Catalysis is a process that speeds up chemical reactions by using a substance called a catalyst. Catalysts are widely used in various fields, such as energy, environment, and medicine. The performance of a catalyst depends on its surface structure, which can affect how molecules interact with it. Therefore, understanding and predicting the fine structures of catalytic surfaces is crucial for designing and optimizing new catalysts.
However, this is not an easy task, as catalytic surfaces are complex and diverse. Traditional methods of characterizing and modeling catalytic surfaces are often time-consuming, expensive, and inaccurate. To overcome these challenges, researchers have been exploring the use of machine learning (ML) techniques to analyze and predict the properties of catalytic surfaces based on data.
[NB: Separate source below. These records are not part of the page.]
PR #203, opened 2017-01-30
Added compute vm shutdown command

### LINKED ISSUE #200: azurectl should be able to stop an instance
At present the vm subcommand only allows to delete and create VMs, but one should be able to stop an instance as well.

schaefi:
Allows to shut down a virtual machine instance. Also taking
into account if the used resources should be deallocated or
not. This Fixes #200

### DIFF
--- a/azurectl/commands/compute_vm.py
+++ b/azurectl/commands/compute_vm.py
@@ -75,7 +75,8 @@ options:
         in a shutdown request, shuts down the Virtual Machine and releases
         the compute resources. You are not billed for the compute resources
         that this Virtual Machine uses. If a static Virtual Network IP
-        address is assigned to the Virtual Machine, it is reserved
+        address is assigned to the Virtual Machine the status of the IP
+        address is changed to become a reserved IP address
     --fingerprint=<thumbprint>
         thumbprint of an already existing certificate in the
         cloud service used for ssh public key authentication
--- a/azurectl/commands/compute_vm.py
+++ b/azurectl/commands/compute_vm.py
@@ -32,6 +32,10 @@ usage: azurectl compute vm -h | --help
            [--wait]
        azurectl compute vm regions
        azurectl compute vm show --cloud-service-name=<name>
+       azurectl compute vm shutdown --cloud-service-name=<name>
+           [--instance-name=<name>]
+           [--deallocate-resources]
+           [--wait]
        azurectl compute vm types
        azurectl compute vm delete --cloud-service-name=<name>
            [--instance-name=<name>]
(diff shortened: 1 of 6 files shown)


schaefi:
I've associated role_name as to be the instance_name with regards to the sdk implementation. The shutdown sequence needs further real live testing before we merge

azurectl/commands/compute_vm.py
```diff
@@ -65,6 +71,11 @@
     --custom-data=<string-or-file>
         a string of data or path to a file that will be injected into the new
         virtual machine
+    --deallocate-resources
+        in a shutdown request, shuts down the Virtual Machine and releases
+        the compute resources. You are not billed for the compute resources
+        that this Virtual Machine uses. If a static Virtual Network IP
+        address is assigned to the Virtual Machine, it is reserved
```
rjschwei: You probably mean "...is preserved" mening it is not givenback to the framework.

doc/man/azurectl::compute::vm.md
```diff
@@ -79,6 +88,10 @@ The provided data or file content will be base64-encoded. During provisioning, w
 
 Note: customdata is limited to 64K; using a file larger than 64K will fail.
 
+## __--deallocate-resources__
+
+In a shutdown request, shuts down the Virtual Machine and releases the compute resources. You are not billed for the compute resources that this Virtual Machine uses. If a static Virtual Network IP address is assigned to the Virtual Machine, it is reserved.
+
```
rjschwei: See comment for help.

azurectl/commands/compute_vm.py
schaefi: Ahm no I have taken this information from the SDK code. I think this means if you have used a static ip and drop the resource on shutdown it is turned into what Azure calls an "reserved ip" So at reboot the instance gets the same ip back

doc/man/azurectl::compute::vm.md
schaefi: see answer above 😄 I'm open to change the wording if you think it's not clear. But I think for users of azure who have an understanding of "reserved ip's" it might be ok. Thoughts ?

schaefi: we also have the command 'azurectl compute reserved-ip'

azurectl/commands/compute_vm.py
rjschwei: OK, then lets clarify that in our help message. Just because they write stuff that is confusing does not mean we have to follow suit.

rjschwei: Suggestion:

"...address is assigned to the Virtual Machine the status of the IP address is changed to become a reserved IP address."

A novel ML framework that combines global and local features
Recently, a research team led by Prof. Yong Wang from Zhejiang University, China, developed a novel ML framework that can capture the fine structures of catalytic surfaces without losing any information. The framework, named GLCNN, combines two types of features: global and local. Global features are derived from two-dimensional grids that represent the atomic positions and types on the catalytic surface. Local features are derived from one-dimensional descriptors that represent the adsorption sites where molecules bind to the surface.
The GLCNN framework uses a convolutional neural network (CNN) to process the global features and a fully connected neural network (FCN) to process the local features. The CNN can extract the geometric and electronic information of the catalytic surface from the grids, while the FCN can capture the specific characteristics of the adsorption sites from the descriptors. The outputs of the CNN and FCN are then concatenated and fed into another FCN to generate the final prediction.
The GLCNN framework also employs a data augmentation (DA) technique to increase the size and diversity of the training dataset. DA is a method of creating new data samples by applying transformations to existing data samples. For example, rotating or flipping a grid can create a new grid with a different orientation but the same structure. DA can help improve the generalization and robustness of the ML model by exposing it to more variations of data.
A high-precision prediction of catalytic properties
The researchers tested the GLCNN framework on a dataset of carbon-based transition metal single-atom catalysts (TMSACs), which are promising candidates for various catalytic reactions. The dataset contains 1,440 samples of TMSACs with different metal atoms, carbon supports, and adsorption sites. The target property is the adsorption energy of hydroxyl (OH) groups on the TMSACs, which is an important indicator of their catalytic activity.
The results showed that the GLCNN framework achieved a high accuracy in predicting the OH adsorption energy, with a mean absolute error (MAE) of less than 0.1 eV. This is better than any other popular ML models trained on large datasets so far. The GLCNN framework also outperformed other ML models that use descriptors or graphs as inputs, demonstrating its ability to capture the fine structures of catalytic surfaces.
The researchers also analyzed the importance of different features in the GLCNN framework by using a sensitivity analysis method. They found that both global and local features contribute significantly to the prediction performance, but global features have more influence than local features. This suggests that the geometric and electronic information of the catalytic surface is more critical than the specific characteristics of the adsorption sites.
A new tool for exploring catalysis
The GLCNN framework is a new tool for exploring catalysis based on ML techniques. It can accurately and efficiently predict the properties of catalytic surfaces based on their fine structures without any complicated encoding methods. It can also provide insights into the key factors that affect catalytic performance from both geometric and chemical/electronic perspectives.
The researchers hope that their work can inspire more studies on developing interpretable ML frameworks that can simultaneously capture the features of electronic and geometric fine structures in heterogeneous catalysis. They also plan to apply their framework to other types of catalysts and reactions in future work.